Collected data entries:
::::::

PR #32, opened 2018-11-29
Missionpack checks

NeonKnightOA:
I had disabled these pieces of code in order to test important stuff for the SP. However, instead of commenting them out, I thought it would be better, in case team models are going to be implemented in a future (the idea itself is good, I can see clans creating their own model with exchangeable heads), to just create a toggleable cvar.

Also some pieces of commented code weren't parsed well in some editors, so I've changed the commenting format.

### DIFF
--- a/code/cgame/cg_main.c
+++ b/code/cgame/cg_main.c
@@ -298,10 +298,6 @@ vmCvar_t cg_weaponBarStyle;
 vmCvar_t cg_chatBeep;
 vmCvar_t cg_teamChatBeep;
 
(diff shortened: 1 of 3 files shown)


NeonKnightOA:
I'll wait for Sago's decision about #35 before continuing to work on this, as there are conflicts between that request and this one.

NeonKnightOA:
Code updated.

sago007:
Added in https://github.com/OpenArena/gamecode/commit/b6ff88cee0db98900d56e3e03f45be7eabb5c091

::::::

Read through the entries and copy every line that includes "cgame".

[Written solution]:
--- a/code/cgame/cg_main.c
+++ b/code/cgame/cg_main.c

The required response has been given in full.